David Cameron’s long awaited and long delayed speech on Europe finally arrived and many have described it as a ‘pivotal’, ‘epoch-defining’ speech. It may or may not be that – we will have to wait a few years to know for sure. But I sense it will be. It appears to have achieved two things immediately. The text of the speech seems to appeal to both the pro-European and anti-European factions within his party by calling for an in-out referendum whilst signalling a strong desire to stay within a ‘reformed European Union’. In fact the message will make the pro-European conservatives very nervous about a ‘gamble’ that the electorate will want to stay in under any circumstances when opinion polls suggest a majority want out. But they are likely to be a lot quieter than the rowdy Euro-sceptics have been in recent months. The Lib Dems are clearly unhappy about Cameron’s speech and you only have to watch Nick Clegg’s face in the House of Commons today to see that.
The wild cheering by the bank-bench Tories in Prime Minister’s Questions shows that you underestimate Cameron at your cost. He has, in a matter of hours, re-energised his party, put off the many thorny issues of Europe to a date after the next election, shown Labour and the Lib Dems to be out of touch with the UK voting public and made UKIP look faintly irrelevant. It’s an astonishing move – a high wire balancing act that may come unstuck, but after yesterday's PMQs – it looks as if he has pulled it off.
Ed Miliband put on a brave face and landed a few well aimed digs: ‘He’s been driven to it not by the national interest, but been dragged to it by his party’. However, you sense Cameron’s confidence rising as fires back: ‘We want to reset that relationship. He hasn’t got a clue what he’d do.’ Worst of all, Milband seemed skewered by the simple choice Cameron gave him: ‘The most basic question of all is do you want a referendum? Yes or no? I do, does he?’ To which Miliband replied: ‘My position is no, we don’t want a referendum’.
If George Osborne is competent enough to put a little life (and investment) back in the economy before 2015 the Tories could be riding high on Cameron’s promise of ‘a renegotiation and then a referendum’. While the exact details of that renegotiation are only hinted at it’s clear that Cameron favours a more ‘market-friendly’ Europe. In PMQs he shouted above the yells of approval from his party: ‘We’ve been very clear about what we want to see - change. In a whole series of areas social legislation, employment legislation, environmental legislation where Europe has gone far too far.’ So the negotiation would seek an end to 48 hour maximum working week, an end to talk of a Financial Transaction Tax (something that could reduce speculation and raise much needed revenues), an end to some of the basic environmental protections that have been passed in Brussels. He is also holding out the promise of an end to ‘meddling’ by the European Court of Human Rights. All red meat to conservative Daily Mail reading voters. Not so great for those looking for a more progressive European Union.

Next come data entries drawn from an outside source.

PR #1251, opened 2025-06-19
Attempt fixing random login race condition injection issues

### LINKED ISSUE #1063: PacketEvents 2.0 failed to inject randomly
**Describe the bug**
Randomly players while joining will get kicked with "PacketEvents 2.0 failed to inject"

**Software brand**
Paper 1.20.4, paper 1.21 (this issue has been around a long time, since 2024-02-10 until present day)

**Plugins**
Protocollib, vulcan, grim

**How To Reproduce**
Randomly players will get disconnected when joining, its quite rare so hard to replicate, it has happened 191 times on my server out of ~150,000 player joins, here is a dump of all https://pastebin.com/GqBE0v0z

I assume this is because there is some kind of conflict/data race between protocollib, the shaded packet events in grim and the old shaded packet events in vulcan?

**Expected behavior**
Shouldn't kick them

**Additional context**
What causes this error? Is there some way to make packet events more fault tolerant rather than just kicking?, maybe some debug flag to println that I could enable and if it happens report back the debug data?

### LINKED ISSUE #1281: [HorriblePlayerLoginEventHack] You have plugins listening to the PlayerLoginEvent, this will cause re-configuration APIs to be unavailable: [LuckPerms, DeluxeMenus, GrimAC]
**Describe the bug**
[HorriblePlayerLoginEventHack] You have plugins listening to the PlayerLoginEvent, this will cause re-configuration APIs to be unavailable: [LuckPerms, DeluxeMenus, GrimAC]

**Software brand**
Leaf 1.21.7-8-b6972a7 (MC: 1.21.7)

**Plugins**
These plugins use PacketEvents

Image

booky10:
Basically rewrites how packetevents handles associating users with bukkit player objects

Should fix https://github.com/retrooper/packetevents/issues/1063
Also fixes more issues like https://github.com/retrooper/packetevents/issues/1036

Fixes https://github.com/retrooper/packetevents/issues/1281


booky10:
im pretty sure this is now broken on 1.21.7+ as of https://github.com/PaperMC/Paper/commit/7f609243907131c37d457aa367c04efbbd10f022, i'll try to look into this in a few days

booky10:
> im pretty sure this is now broken on 1.21.7+ as of [PaperMC/Paper@7f60924](https://github.com/PaperMC/Paper/commit/7f609243907131c37d457aa367c04efbbd10f022), i'll try to look into this in a few days

I've updated the PR to support Paper's configuration API changes; Paper will no longer create a ServerPlayer instance during the configuration phase, like vanilla does
This means plugins which use PacketEvents will also no longer have access to the Player object during the login/configuration protocol phases; though every packet sent during the play phase should have a Player object set

retrooper:
Looks good.

retrooper (approved):
Thanks!

PR #1265, opened 2025-06-26
fix spawn position for versions lower than 1.8 & protocol 4 support

Luuzzi:
If we send the packet in its current form, we get the error(on client side) I described below, and reading it will most likely result in a memory leak.

```
DecoderException: java.lang.IndexOutOfBoundsException: readerIndex(9) + length(4) exceeds writerIndex(11): UnpooledHeapByteBuf(rdx: 9, widx: 11, cap: 11)

```


Luuzzi:
Support for protocol 4 (1.7.2–1.7.5) could be useful for Velocity. I’ve tested it on my systems, and it generally works well.
If anyone will reports a bug, I’ll be glad to fix it.

retrooper:
Since it works, and we're not adding platform support for these versions, I don't see why not to accept this.

Luuzzi:
There was an incorrect bit shift — for example, StateTypes.GRASS_BLOCK was assigned the ID 32, which actually pointed to DEAD_BUSH.

1 - before
2 - after

Screenshot_0
Screenshot_1

api/src/main/java/com/github/retrooper/packetevents/protocol/player/ClientVersion.java
```diff
@@ -39,6 +39,7 @@
  * @since 1.6.9
  */
 public enum ClientVersion {
+    V_1_7_5(4),
```
booky10: Please rename it to `V_1_7_2`

booky10: Also, as you are modifying the first version we support, this has to be updated somewhere in this file

booky10: Additionally, many mapping files (`mappings` directory) reference 1.7.10 as it is the oldest supported version
You will need to update every reference in there

booky10 (changes requested):

api/src/main/java/com/github/retrooper/packetevents/protocol/player/ClientVersion.java
Luuzzi: > Please rename it to `V_1_7_2`

Oh, I see. I thought that they should be named according to the highest version. By analogy with 1.7.10. Thanks

Luuzzi: > Also, as you are modifying the first version we support, this has to be updated somewhere in this file

Found it, thanks!

Luuzzi: I think it's resolved

Luuzzi:
this is quite useful instead of hardcoding, will help to avoid multiple calls via switch -> case

jonesdevelopment (approved):
lgtm

Luuzzi:
@booky10, would it be possible to merge it?

overkidding:
Could you fix https://github.com/retrooper/packetevents/issues/1301 before this gets merged?

Luuzzi:
> Could you fix #1301 before this gets merged?

I think it’s done. Thanks!

Luuzzi:
<= 1.7.5

Screenshot_2

retrooper (approved):
Looks good.

PR #1267, opened 2025-06-26
Allow getting/setting json in ChatMessage

iiAhmedYT:
**Why?**

It's simple. I relocate adventure, It's way too painful to work with adventure & packetevents if its relocated.


retrooper:
Thanks.

Issue #1271, opened 2025-06-27
Add a way to get the current RemoteChatSession


ineanto:
**Is your feature request related to a problem? Please describe.**
When sending a new ```WrapperPlayServerPlayerInfoUpdate```, the Entry it requires has a ```RemoteChatSession``` field. There's currently no way of getting an instance of the player current chat session without intercepting a Packet first, which I would not like to have to do.

**Describe the solution you'd like**
A simple getter method to get via the ```User``` class, the ```RemoteChatSession``` of the player.

**Describe alternatives you've considered to solve your solution without
us adding this as a feature?**
As I said, I could intercept a packet containing the session but this is tedious.

**Additional context**
None

IronApollo:
+1

PR #1273, opened 2025-06-28
feat: add RemoteChatSession getter 

ineanto:
Partial fix to #1271 

This doesn't entirely fix the issue as PacketEvents requires a custom wrapper of ```RemoteChatSession``` around the ```WrapperPlayServerPlayerInfoUpdate.Entry``` field.


retrooper:
Thanks for the changes!

PR #1277, opened 2025-06-30
implement item components encode/decode in ItemStack

HSGamer:
This adds some code to support Item Component when encoding/decoding ItemStacks

Not all item components are supported

This is a preparation for us to gradually add support for all item components


HSGamer:
I think I've implemented enough component types for it to be usable. 
The main point of this PR is just for Item Body in the Dialog API. I think I've implemented enough to display most parts of the Item.

HSGamer:
Other developers can help by implementing the missing components.

HSGamer:
You can merge this now.

HSGamer:
To be honest, I'm too tired to implement all item components here. 
That's why I only implemented some necessary components for display item and some components that can be easily implemented using the available methods.
The current code heavily targets the items from packets, but not really those from NBT tags.

I'm gonna leave this PR open here and stop my work. Someone may continue the work, but at this point, I see no reason to continue this.

EDIT: As a result, all current TODOs are removed.

PR #1282, opened 2025-07-04
Forced order personal packet transformers

semenishchev:
Adds a PacketTransformer class which accepts PacketSendEvent and PacketReceiveEvent before and after any listeners are invoked. 

Primary reason is to allow to easily force order of some packet events, for example allow proper coordinate obfuscating/deobfuscating before packets hit the anticheat.

Secondary reason is probably to save a few nanoseconds in processing times for plugins which need to handle all packets (said coordinate obfuscators) to avoid doing something like PlayerData.get(event.getUser().getUUID()) rather directly giving ability to set transformer and pass user data into it.

Initially I wanted to make a map of transformers similar to netty pipeline, but didn't want to overcomplicate things, + there's always going to be a bold plugin which thinks that it's the most important one. 

That's how I use it in my coordinate obfuscator
```java
private class UserListener extends PacketListenerAbstract {
        @Override
        public void onUserLogin(UserLoginEvent event) {
            User user = event.getUser();
            user.setTransformer(new ObfuscatorTransformer(user, PlayerData.get(user.getUUID())));
        }
  }
  
  public class Transformer extends PacketTransformer {
        private final PlayerData data;

        public Transformer(User user, PlayerData data) {
            super(user);
            this.data = data;
        }

        @Override
        public void onPostSend(PacketSendEvent event) {
            data.obfuscate(event);
        }

        @Override
        public void onPreReceive(PacketReceiveEvent event) {
           data.deobfuscate(event);
        }
    }
  ```

### DIFF
--- a/api/src/main/java/com/github/retrooper/packetevents/protocol/PacketTransformer.java
+++ b/api/src/main/java/com/github/retrooper/packetevents/protocol/PacketTransformer.java
@@ -1,0 +1,18 @@
+package com.github.retrooper.packetevents.protocol;
+
+import com.github.retrooper.packetevents.event.PacketReceiveEvent;
+import com.github.retrooper.packetevents.event.PacketSendEvent;
+import com.github.retrooper.packetevents.protocol.player.User;
+
+public class PacketTransformer {
+   protected final User user;
+
+   public PacketTransformer(User user) {
+      this.user = user;
+   }
+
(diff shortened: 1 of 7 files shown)


retrooper:
Please make a GitHub issue on the repository to propose a change or feature before working on a PR. Using the packet listener priorities should be sufficient. Thanks for the PR, though.

PR #1286, opened 2025-07-08
Revert "Refactor TaskWrapper into interface and implementation classes"

retrooper:
Reverts retrooper/packetevents#1250 due to breaking change


ShortyDev:
images

PR #1306, opened 2025-07-22
ViaNBT, SpongeGradle, MockBukkit and shadow update

rafi67000:
I updated ViaNBT (they relocated the path in 5.0), SpongeGradle, MockBukkit (also relocation, and renamed few classes)
it's probably one of last updates in shadow 8.x release cycle and it should be updated to 9.0 once it's released as stated [here](https://github.com/GradleUp/shadow/releases/tag/9.0.0-rc1)
Tests run successfully and packetevents compiled successfully


retrooper:
Thanks for the insight and the PR!

PR #1308, opened 2025-07-29
Fix NBTCompound.java getListOrThrow always returning null

Moulberry:
Fix NBTCompound.java getListOrThrow always returning null


retrooper:
Thanks for the PR!

PR #1309, opened 2025-07-29
Fix NPE in SpigotChannelInjector#isPlayerSet

Moulberry:
Prevent SpigotChannelInjector#isPlayerSet from throwing NPE when encoder/decoder isn't present


retrooper:
Thanks for the changes.

retrooper:
Thanks for the changes.

PR #1323, opened 2025-08-06
Allow PacketEvents to override sign text limit per player

GigaZelensky:
This PR lets PacketEvents override the default sign text limit per player. Minecraft normally caps sign lines at 384 characters, but right now that limit is hardcoded. With this change, other plugins can set custom limits for each player as needed.

It's a straightforward change and doesn't affect anything unless explicitly used by another plugin. The implementation is thread-safe and efficient.

This is not really necessary to me anymore, if it doesn't fit in with PacketEvents it can be removed.


AoElite:
@GigaZelensky I don't think this is a good way to do this. Maybe just make another constructor that allows you to pass in the max limit there instead.

GigaZelensky:
> @GigaZelensky I don't think this is a good way to do this. Maybe just make another constructor that allows you to pass in the max limit there instead.

Yeah I ended up doing something else that doesn't require this so this is not really necessary anymore. Plugins can do their own version of this anyway

PR #1407, opened 2025-11-30
fix: thread save packet type init

NgLoader:
This pull request addresses a concurrency issue in [PacketType::prepare](https://github.com/retrooper/packetevents/blob/2.0/api/src/main/java/com/github/retrooper/packetevents/protocol/packettype/PacketType.java#L440) that can result in a disconnect for players. Under heavy parallel load, prepare may be invoked concurrently, but the method is not thread safe. This can lead to to the following exception:

```
java.lang.ArrayIndexOutOfBoundsException: Index 24 out of bounds for length 23
    at com.github.retrooper.packetevents.protocol.packettype.PacketType$Play$Client.loadPacketIds(PacketType.java:1202)
    at com.github.retrooper.packetevents.protocol.packettype.PacketType$Play$Client.load(PacketType.java:1224)
    at com.github.retrooper.packetevents.protocol.packettype.PacketType.prepare(PacketType.java:441)
    ...
```

This failure was observed when integrating PacketEvents with GrimAC, where multiple players joining at the exact same moment triggered concurrent calls to prepare before packet types were fully initialized.

To resolve this, the PR introduces a simple exclusive lock around the prepare method. The lock ensures that any concurrent calls wait until packet IDs are fully loaded, preventing data races and guaranteeing consistent initialization.

### DIFF
--- a/api/src/main/java/com/github/retrooper/packetevents/protocol/packettype/PacketType.java
+++ b/api/src/main/java/com/github/retrooper/packetevents/protocol/packettype/PacketType.java
@@ -364,7 +364,8 @@ import java.util.Map;
 
 public final class PacketType {
 
-    private static boolean PREPARED = false;
+    private static volatile boolean PREPARED = false;
+    private static final Object PREPARE_LOCK = new Object();
 
     //TODO UPDATE Update packet type mappings (clientbound pt. 1)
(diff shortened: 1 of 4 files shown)


booky10:
Thanks for the fix!

PR #1409, opened 2025-12-07
fix: correct default buffer size to match comment

groundbreakingmc:
The code previously used 1 << 20 bytes (1MiB) for DEFAULT_MAX_SIZE, but the comment stated 2MiB. This updates the value to 2 << 20 bytes to match the comment and intended behavior.


groundbreakingmc:
This also fixes one new crash

booky10 (approved):

PR #1411, opened 2025-12-08
ResourceLocation refactor

AoElite:
- Refactored the `ResourceLocation` class to use the `Key` type from the Adventure library
- Fixed StateTypes having invalid key patterns in their ResourceLocation


retrooper (approved):
The author reduces memory allocations and code complexity. I would approve of these changes.

PR #1413, opened 2025-12-08
No injection condition called twice

Emibergo02:


jonesdevelopment:
I'm confused. One of the checks is for the _decoder_, and one is for the _encoder_. There shouldn't be any duplicates here.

There’s a long way to go yet – the German-French axis may upset Cameron’s plans where Labour and the LibDems cannot. Voters may decide that Europe is a distraction from the real issues.There are many ifs and buts and winning the 2015 election (the condition for any changes to existing European treaties) is the biggest ‘if’ of all. But I suspect Clegg knows that the Lib Dem’s are a busted flush now. Cameron has used them to prop up an unpopular round of savage austerity cuts and to triple the cost of university fees (against Clegg’s signed pledge not to increase them). This may seem like yesterday’s news now but wait for the election when voters are reminded constantly of it. The I’m sorry spoof video viewed by over 2 million people will almost certainly be playing on Nick Clegg’s political gravestone in 2015. But it may just be that in an adjoining plot Cameron’s speech on Europe will be playing on another headstone – that of Ed Miliband.
Ed Miliband, Nick Clegg – your move.